Криминальные сюжеты. Выпуск 1 - Страница 55
— В самом деле? — спросил Роберт. — Значит, если в роще любви не испугаться змей, то сорвешь сладкую ягоду или плод.
— Это полуправда, полуложь. Ха-ха-ха.
— А как же с Майклом? — спросил Роберт.
— Когда я его видела, мне все давил камень на сердце, и мы расстались. А какая у тебя была первая женщина? — Мари-Луиза тряхнула своими подсветленными волосами и зарделась, как девочка. Ее зеленые глаза впились в Роберта, словно между ними не осталось никакой преграды.
— Моей первой женщиной была моя тетя. Мне было пятнадцать, а ей тридцать шесть. Она жила одна в пригороде Чикаго. В квартире из четырех комнат. Часто бывала у нас в гостях. Однажды она попросила мою мать, чтобы я помог ей вымыть окна. Окна были большие, высокие, и я застрял до вечера. Когда я уже заканчивал, я услышал, что тетя зовет меня из ванной. Войдя, я ошалел. Она сидела голая в белой пене. «Ты мне потрешь спину, Роберт», — смеется своим горловым ГОЛОСОМ. Я сделал вид, что тут ничего такого, и дрожащими руками намылил мочалку. Ее тело было вялым, груди свисали к животу. Но она заключала в себе величайшую в мире тайну, и я, трепеща, возжелал ее. Она поднялась из пены и воды, а я одной рукой сжимал ее груди, а другой тер ее мочалкой.
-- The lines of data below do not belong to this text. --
Issue #8583, opened 2017-11-02
undefined fields in where options are treated as NULL


gabegorelick:
## What are you doing?
```js
User.findAll({
  where: {
    name: req.query.name
  }
});
```

## What do you expect to happen?
If `name` param wasn't passed, then this should find all users.

## What is actually happening?
`SELECT ... FROM users WHERE name IS NULL`, i.e. if a field in `where` is `undefined`, it's treated as `NULL`. 

This is especially confusing because it treats `undefined` in Javascript two different ways. If the value is present but `undefined`, then it's `NULL`. But if it's missing and `undefined`, then it's obviously not included in the WHERE clause at all. This means that consumers can't rely on `where.name !== undefined` to know whether a clause will be included. Instead you have to use the relatively obscure `in` operator.

__Dialect:__ any, but tested on Postgres
__Dialect version:__ any
__Database version:__ any
__Sequelize version:__ master
__Tested with master branch:__ Yes

sushantdhiman:
This is a point of discussion, I mostly agree `undefined != null`. This is going to be a breaking change.

We also need to find other API that may also treat `undefined` as `null`, I can think of `update` atleast

gabegorelick:
Yeah this will be a huge breaking change. It may be wise to hide it behind an option first (something like `Model.find({where: {foo: undefined}, treatUndefinedAsNull: false})` and then change the default behavior in a future major version release.

rokoroku:
I totally agree with `undefined != null` too.
We can also add a flag like `treatUndefinedAsNull` to the global configuration object. It won't cause a big change.

leahciMic:
I think this might actually be a dangerous route...

Imagine this in a destroy scenario:

```js
comments.destroy({
  where: {
    id: comment.id,
    userId: user.id,
  },
});
```

Currently, if `comment.id` is `undefined` Sequelize wont destroy every comment belonging to a particular user. I think the current working way is much safer and a much saner default. 

I can't see any good reason to make this change.

If a `key` is defined but is `undefined`, then treat it like `null`. This change could result in unintentional loss of data through application errors and the like.

@gabegorelick Could you not write/ find a function that recursively strips undefined? Here is a poor man's version:

```js
function stripUndefined(obj) {
  return JSON.parse(JSON.stringify(obj));
}
```

And use it where necessary?

gabegorelick:
> Currently, if comment.id is undefined Sequelize wont destroy every comment belonging to a particular user.

[...]

PR #9512, opened 2018-06-07
[WIP] feat(query-generator): Generate SELECTs using bind parameters

gazoakley:
### Pull Request check-list

_Please make sure to review and check all of these items:_

- [ ] Does `npm run test` or `npm run test-DIALECT` pass with this change (including linting)?
- [x] Does the description below contain a link to an existing issue (Closes #[issue]) or a description of the issue you are solving?
- [x] Have you added new tests to prevent regressions?
- [x] Is a documentation update included (if this change modifies existing APIs, or introduces new ones)?
- [x] Did you follow the commit message conventions explained in [CONTRIBUTING.md](../CONTRIBUTING.md)?

### Description of change

WIP changes to allow SELECTs to use bind parameters instead of directly included values. For example, instead of:

```sql
SELECT `email`, `first_name` AS `firstName` FROM `User` WHERE `User`.`email` = 'jon.snow@gmail.com' ORDER BY `email` DESC LIMIT 10;
```

Generate:

```sql
SELECT `email`, `first_name` AS `firstName` FROM `User` WHERE `User`.`email` = $1 ORDER BY `email` DESC LIMIT 10;
```

(with parameter 'jon.snow@gmail.com')

Issue #7056, opened 2016-12-29
update method tries to insert null when receiving undefined 


jony89:
## What you are doing?

I map some request to Sequelize model : 

```js
        var model = {
            title: req.body.title,
            description: req.body.description
        };
        models.job.update(model, {..}).then(() => {})
```

let say that req.body.title is undefined and req.body.description has value.
In the model, `title` cant be null.
For some reason sequelize tries to insert null to the title although it is undefined, resulting in getting the following error : 

> err.stack SequelizeValidationError: notNull Violation: title cannot be null

this happens probably because  model.hasOwnProperty('title') returns true, but yet, model.title is `undefined` and not `null`
## What do you expect to happen?

I think that in that case, when a field is undefined, Sequelize should not try to insert null into it (the title field) and just ignore it 

## What is actually happening?

i get an error : 

> err.stack SequelizeValidationError: notNull Violation: title cannot be null

I think we should insert null only when someone specifically specify that this field is null. 

__Dialect:__ mysql 
__Database version: 5.7.9
__Sequelize version: 3.28.0

jony89:
if i add :

```
  //remove undefined values
  Object.keys(values).forEach(function(key) {
    if (values[key] === undefined) {
      delete values[key];
    }
  }); 
```

at models.js after the comment :

> // Remove values that are not in the options.fields

it works well, I think we should insert null only when someone specifically specify that this field is null.

jony89:
any help?

jony89:
@sushantdhiman  could u help here? someone? :S

jony89:
if i add :

```js
  //remove undefined values
  Object.keys(values).forEach(function(key) {
    if (values[key] === undefined) {
      delete values[key];
    }
  }); 
```

at ./lib/models.js after the comment :

> // Remove values that are not in the options.fields

it works well, is this a possible solution ? should i create a PR?

jony89:
I've done few more testing and I found out that if the field allowed to have nulls, and i try to update with value undefined it actually skips it as desired.

This actually supports my claim.. but it gives a different approach, maybe the problem is only with the validation ? 

If it is skipped, then why the validation checks for undefined as well : 

>   if (rawAttribute.allowNull === false && ((value === null) || (value === undefined))) {
>     error = new sequelizeError.ValidationErrorItem(field + ' cannot be null', 'notNull Violation', field, value);
>     this.errors.push(error);
>   }

could be 

[...]

PR #9548, opened 2018-06-16
 fix(query-generator): ignore undefined keys in query

Alexsey:
### Pull Request check-list

### Description of change

Fixes https://github.com/sequelize/sequelize/issues/8583
Right now if a query contains an `undefined` keys they are converted to `NULL` in `= NULL` way that makes queries absolutely useless.  This PR would ignore `undefined` keys in queries, just as settled in the issue

BTW [this code](https://github.com/sequelize/sequelize/blob/master/lib/sql-string.js#L24) is treating `undefined` as `NULL` that is contradict to discussion in https://github.com/sequelize/sequelize/pull/8478 . Should it be changed some how?


sushantdhiman:
I just want to say https://github.com/sequelize/sequelize/issues/8583#issuecomment-361932059 is a good argument, especially for find / destroy operations

Alexsey:
Ok, another option that is better than current behavior is to `throw` on `undefined`. Any other acceptible ideas?

sushantdhiman:
Why don't we push `undefined` to queries, no conversion. 

I think original idea was similar to this, push `null` / `undefined` to queries, but as there is no SQL equivalent of `undefined`, it was selected to use `null` instead.

>  global parameter that would switch between throw and ignore behavior with default to throw

I don't like switching behaviours with such flags, it makes it hard to debug why two similar where options are failing on one machine but working on other machine.

https://github.com/sequelize/sequelize/issues/8583#issuecomment-361932059 argument is good, but should we follow it? if I am correct we already ignore `undefined` for updates, so it make sense we should follow common behaviour.

I guess I would like to protect those unsuspecting users which might end with `undefined` in critical queries, like DELETE queries, these `undefined` cases are hard to cover for unsuspecting developer and often appear on only production cases.

I think we can ignore `undefined` for all queries except DELETE if that make sense

Alexsey:
Ok, so I'm going to ignore `undefined` for all but `DELETE` and for throw for `DELETE`

Alexsey:
@sushantdhiman looks like we are not ignoring `undefined` on `UPDATE`:
```js
const Sequelize = require('Sequelize')

const sequelize = new Sequelize(
  'db', 'root', 'root', {
    host: 'localhost',
    dialect: 'mysql',
    pool: {max: 100, min: 0, idle: 10000},
    dialectOptions: {
      charset: 'utf8_general_ci',
    },
  }
)

;(async () => {
  await sequelize.authenticate()

    id: {type: Sequelize.INTEGER, primaryKey: true, autoIncrement: true},
    name: {type: Sequelize.STRING, allowNull: true}
  })

  await sequelize.sync({force: true})

  await User.update({name: 'ololo'}, {where: {name: undefined}})

  await sequelize.close()
})()
```
will throw
```
Error: Named bind parameter "$3" has no value in the given object.
    at sql.replace (F:\sequelize\lib\dialects\abstract\query.js:84:15)
    at String.replace (<anonymous>)
    at Function.formatBindParameters (F:\sequelize\lib\dialects\abstract\query.js:67:15)
    at Function.formatBindParameters (F:\sequelize\lib\dialects\mysql\query.js:37:25)
    at Promise.try (F:\sequelize\lib\sequelize.js:498:44)
    at tryCatcher (F:\sequelize\node_modules\bluebird\js\release\util.js:16:23)
    at Function.Promise.attempt.Promise.try (F:\sequelize\node_modules\bluebird\js\release\method.js:39:29)
    at Promise.resolve.retryParameters (F:\sequelize\lib\sequelize.js:447:64)
    at F:\sequelize\node_modules\retry-as-promised\index.js:58:21
    at new Promise (<anonymous>)
    at retryAsPromised (F:\sequelize\node_modules\retry-as-promised\index.js:48:10)
    at Sequelize.query (F:\sequelize\lib\sequelize.js:447:28)
    at QueryInterface.bulkUpdate (F:\sequelize\lib\query-interface.js:1045:27)
    at Promise.try.then.then.then.results (F:\sequelize\lib\model.js:2963:34)
    at tryCatcher (F:\sequelize\node_modules\bluebird\js\release\util.js:16:23)
    at Promise._settlePromiseFromHandler (F:\sequelize\node_modules\bluebird\js\release\promise.js:512:31)
    at Promise._settlePromise (F:\sequelize\node_modules\bluebird\js\release\promise.js:569:18)
    at Promise._settlePromise0 (F:\sequelize\node_modules\bluebird\js\release\promise.js:614:10)
    at Promise._settlePromises (F:\sequelize\node_modules\bluebird\js\release\promise.js:693:18)
    at Async._drainQueue (F:\sequelize\node_modules\bluebird\js\release\async.js:133:16)
    at Async._drainQueues (F:\sequelize\node_modules\bluebird\js\release\async.js:143:10)
    at Immediate.Async.drainQueues (F:\sequelize\node_modules\bluebird\js\release\async.js:17:14)
```
and I can assume that after https://github.com/sequelize/sequelize/pull/9512 `SELECT` will also throw on the same place if any of the keys would be `undefined`

Of course, if I'll add the code I'm having now there would be no query generated for `undefined` and no throw in that place. But that would make the code that is now throwing irrelevant. And probably some more

How would do you think it should be resolved?

sushantdhiman:
@Alexsey I meant for `undefined` in update payload,

```js
user.update({
   name: undefined // will be ignored
})
```

> But that would make the code that is now throwing irrelevant. And probably some more

How so? I agree as we start ignoring undefined for update / select, we wont be generating queries for `undefined` values thus there will be no extra bind variable which will throw, but bind parameter formatting will remain relevant.

> How would do you think it should be resolved?

Ignore `undefined` for INSERT / UPDATE / SELECT, so there is no extra bind param which will throw this opaque error message

Fail fast for `undefined` keys in DELETE case, before code reaches to bind parameter formatting and stuff

Alexsey:
@sushantdhiman it's ready

lib/dialects/abstract/query-generator.js
```diff
@@ -2089,7 +2090,13 @@ class QueryGenerator {
 
   whereItemQuery(key, value, options) {
     options = options || {};
-    if (key && typeof key === 'string' && key.indexOf('.') !== -1 && options.model) {
+    if (value === undefined) {
+      if ([QueryTypes.BULKDELETE, QueryTypes.DELETE].includes(options.type)) {
+        throw Error(`WHERE parameter "${key}" of DELETE query has value of undefined`);
```
sushantdhiman: just for consistency sake

```throw new Error(`....`) ```

File: lib/dialects/abstract/query-generator.js [hunk 2]
```diff
@@ -2089,7 +2090,13 @@ class QueryGenerator {
...
+      }
+      return;
```
sushantdhiman: A comment on return 

```for other query types, ignore all where parameters with undefined value```

File: test/unit/sql/delete.test.js [hunk 3]
```diff
@@ -177,5 +185,30 @@ suite(Support.getTestDialectTeaser('SQL'), () => {
...
+      test(util.inspect(options, {depth: 2}), () => {
+        const sqlOrError = _.attempt(
+          sql.deleteQuery.bind(sql),
+          options.table,
+          options.where,
+          options,
+          User
+        );
+        return expectsql(sqlOrError, {
+          default: Error('WHERE parameter "name" of DELETE query has value of undefined'),
```
sushantdhiman: alone `default` should be enough

sushantdhiman: And use `new Error`

gabegorelick:
> Ignore undefined for INSERT / UPDATE / SELECT, so there is no extra bind param which will throw this opaque error message
> 
> Fail fast for undefined keys in DELETE case, before code reaches to bind parameter formatting and stuff

I disagree on having different behavior for DELETE. UPDATE can be just as destructive as DELETE, so having different behavior for DELETE in the name of safety doesn't seem worth it.

Alexsey:
I don't have a strong opinion on this - just want to fix current behaviour that is broken from any perspective. We can make `throw` on `undefined` in `UPDATE` and `UPSERT` as well :)

sushantdhiman:
>I disagree on having different behavior for DELETE. UPDATE can be just as destructive as DELETE, so having different behavior for DELETE in the name of safety doesn't seem worth it.

Incorrect or missing data may be, but at-least records wont be deleted. I just want to avoid gotcha moments which involves loss of data

> We can make throw on undefined in UPDATE and UPSERT as well :)

:) then half of the queries will be running in different mode than other, but actually make sense to throw for `undefined` for any `Create / Update / Delete` operation and ignore for `Select` operations. wdyt?

Would also like comments from @sequelize/orm

sushantdhiman:
Including #7056 in discussion, I propose

| Operation        | null      | undefined |
|------------------|-----------|-----------|
| Insert           | no change | ignore    |
| Update (Payload) | no change | ignore    |
| Update (Where)   | no change | throw     |
| Select           | no change | ignore    |
| Delete           | no change | throw     |

Alexsey:
I think we should be concerned only about operations that affect multiple records on write. That are `BULKDELETE` and `BULKUPDATE`. So we should `throw` for them and ignore for any other. Any `Create` is also out of the scope just because it cannot have `where` and be multiple at the same time

Alexsey:
as for #7056 I think we can include it in the scope of this PR, but it's quite different and nothing is still done for it

sushantdhiman:
> I think we should be concerned only about operations that affect multiple records on write. That are BULKDELETE and BULKUPDATE. So we should throw for them and ignore for any other.

Sounds good

Alexsey:
Because @jony89 told that he would like to finish his PR for update payload https://github.com/sequelize/sequelize/issues/7056#issuecomment-398989599 I would not try to include those changes in this PR

At this point, I have nothing more to add to code unless someone else has some comments

Alexsey:
Wait, we have forgotten one special case - for MySql for `bulkCreate` there is an [`updateOnDuplicate` option](http://docs.sequelizejs.com/class/lib/model.js~Model.html#static-method-bulkCreate) that can also update multiple records while not been `BULKUPDATE` or `BULKDELETE`. I think we should throw for it as well

Alexsey:
BTW I think this should have a **big** announcement in the migration to v5 guide, because this may silently break security:
```js
const authorizationToken = AuthorizationToken.findOne({where: {token: cookie.someSessionToken})
assert(authorizationToken, Error('Unauthorized'))
```
so this PR can break authorization check by returning arbitrary result instead of no result. Possibly some other simmilar valnaribilities

gabegorelick:
> BTW I think this should have a big announcement in the migration to v5 guide, because this may silently break security

Is there an option to change this behavior? That would make migrating a lot safer and easier for such cases.

mickhansen:
This change is definitely a bit dangerous, i don't think errors like this should fail silently.
Having an undefined value in a where object is most likely an error and should be treated as such, there are a few cases where having them be ignored is a feature, but i don't think that outweights the potential security threats here.

Alexsey:
Looking in my codebase I can tell that it's the desired behavior in at least 90% of cases, so generally, I'm for having it this way. Reverting this to the way it was is is not an option because the SQL that was generating before is close to invalid

And I don't think there is any significant risk for a new code. Only for migration

mickhansen:
@Alexsey Having invalid SQL sounds more proper to me, since that's atleast not silently ignoring an error like this change does.

While i do agree that the SQL generated was unexpected, i think the new SQL can produce even more unexpected behaviour. When something is an error i think it's better to return less results than more results, with security and ACL in mind.

As you yourself mention this could introduce vulnerabilities, which i think is generally the wrong way to go. In your example `AuthorizationToken.findOne({where: {token: cookie.someSessionToken})` i think it's more proper to generate `token=NULL` rather than no where statement at all.

Alexsey:
@mickhansen I don't think ignoring `undefined` is an error. <a href="https://github.com/sequelize/sequelize/issues/8583">Treating it as `NULL`</a> was also decided to be a bad idea

But if we want to cover all cases I can propose a new `whereRequired` that would act the same as `where` but `throw` if some key is `undefined`. Before request `where` would be merged with `whereRequired` and throw on any overlap

It's just a brainstorm - any ideas are non-final and discussible

calmdev:
Following the discussion and it does seem a bit sketchy. I tend to agree with @mickhansen and [the comment](https://github.com/sequelize/sequelize/issues/8583#issuecomment-361932059) made by @leahciMic  in the other issue. Explicitly dropping the keys from your query params prior to passing them to sequelize shows clear intent vs potentially exposing or destroying data by accident. 

The original example in #8583 could be completely avoided by ensuring that the route which is handling the request validates that name is a string before the request is accepted and route handler is executed instead of assuming the param will exist.

Placing this functionality behind a flag was also suggested. I feel that is a more more acceptable way to support this functionality as it explicitly show your intentions to automatically have sequelize drop keys from your query.

Alexsey:
@calmdev IMHO it's too minor and too specific thing to be flagged. If we will have a flag for each thing this size we will have hundreds of them. And the comment you are pointing is not relevant because `destroy` will throw if some of the keys will be `undefined`. As well as `update`. The logic here is that it is not allowed for operations that mutates multiple instances

calmdev:
Yes, true. I see in the table above. My intention referencing that comment was that it's easy enough to omit the keys with undefined values before passing them to a query. I wouldn't say it's a minor thing though, because the proposal doesn't address the potential issue of exposing more data than intended which you guys have already pointed out. All the other use cases in original issue are related to selecting data. Regardless, I'm still not convinced that this should be default behavior or even the responsibility of sequelize :man_shrugging:

jony89:
I think we should distinguish between` insert` / `update` and `select` / `delete`. while one does `insert` and `update` it seems like a correct behavior, while selecting or deleting I expect to have much more explicit code. 

IMO we should keep this PR and add this slight change. 

I understand that one can think that this way the behavior across the system is not consistent. but it does not have to be always, there is different solution for different cases.

sushantdhiman:
New version [5.0.0-beta.10](https://github.com/sequelize/sequelize/blob/master/docs/upgrade-to-v5.md#500-beta10) published with this change.

Thanks for new comments everyone, this is still a beta feature / release so we can change things. For me here are things that I don't want to support

1. A flag to switch behaviour of omitting undefined keys, just too many flags and error prone
2. Converting `undefined` to `null`, as originally intended in this PR

What do you think about converting `undefined` to `String(undefined)`, in this way it's not being modified by Sequelize to unexpected query.  Other concern related to unexpected selection set due to empty where are also addressed with this. 

Updating my original table

| Operation        | null      | undefined |
|------------------|-----------|-----------|
| Insert (Payload) | no change | ignore    |
| Update (Payload) | no change | ignore    |
| Update (Where)   | no change | **convert**     |
| Select           | no change | **convert**    |
| Delete           | no change | **convert**     |

jony89:
@sushantdhiman , I also agree with 1. + 2. 

Yet I don't think that using `String(undefined)` is the correct solution and it seems like it will pollute the code with some new constant string that in the feature will be hard to understand by just reading the code. Also, for me, I would want to get notification if somehow I got into case where I have `.delete({where: {id: undefined}})` rather than having sequelize swallow it.

I liked it better with the `throw` attitude.

Alexsey:
It will not swallow. It will throw

Alexsey:
I don't think that `undefined` string is a good idea because no one would like to see `undefined` in the db and so every time it would be used that way it would be a silent bug. Not critical, but bug. So from that perspective always `throw` on `undefined` is just better than convert

QuanticPotatoes:
I got a problem (or a feature ?). On sequelize 5, the `undefined` properties on the where clause are correctly ignored. But on the include clause, it's another story. The undefined properties seem not be ignored. It's normal ?

```js
users.findAll({
      attributes: ['idUsers', 'email'],
      where: {
         email: undefined,
      },
      include: [
        {
          model: models.roles,
          attributes: ['id_roles', 'name'],
          where: {
            name: undefined, // This line don't work on the where's include
          },
          through: {
            attributes: [],
          },
        },
      ],
    });
```

Bene-Graham:
Ignoring the parameter when it is `undefined` when doing a `SELECT` operation could introduce data leakage (possibly quite serious) in the application. 

Now I do think the developers should share in part of the onus on validating input. I think it would be better for the library to fail fast when the intention of the developer and the data given do match up. At least now in 4.x we get a query that is impossible to get results from `field = NULL`

---

Now for real life example 😄 

In my application I had an edge case where one of the field in the where clause was undefined. In sequelize v4 this was just returning zero results. With what has been purposed / merged for v5 would have caused unauthorized users see data they should not have access to too 😢

sushantdhiman:
Now Sequelize will throw for any `undefined` where parameters https://github.com/sequelize/sequelize/pull/10048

Но больше всего я удивился тому, что на срамных местах у нее вместо волос росли перья. Нежные мелкие перья, как у жаворонка. Когда я отложил мочалку, тетя сказала: «Дай я тебя поцелую за такую хорошую работу». Я засунул руку в срам, и мы поцеловались. На что-нибудь большее у меня не хватило смелости. Потрясенный происшедшим, я возвратился к мытью окон. Вскоре подошла и она сама. Как ни в чем не бывало стала рядом и начала полировать стекло газетой. Спросила, нет ли у меня девочки. Я сказал, что интересуюсь только картингами и девочек не имею. «Если хочешь, можешь остаться ночевать, — сказала тетя. — Места хватит. Я позвоню маме и скажу, что ты остаешься…» Я ничего не ответил. Боялся. Слушал, затаив дыхание, как она болтает с моей мамой. Болтала почти час, а я с остервенением тер оконные стекла. Вечером мы оба посмотрели телевизор, и она положила меня в самой удаленной от спальни комнате. Когда стенные часы в коридоре пробили двенадцать, я сказал себе: «Ты должен идти, Роберт», но я не нашел в себе смелости. Когда пробило час, я снова сказал: «Иди, Роберт!» Но смелости все не было. И только в два часа я наконец решился и голым отправился к тете. Ха-ха-ха.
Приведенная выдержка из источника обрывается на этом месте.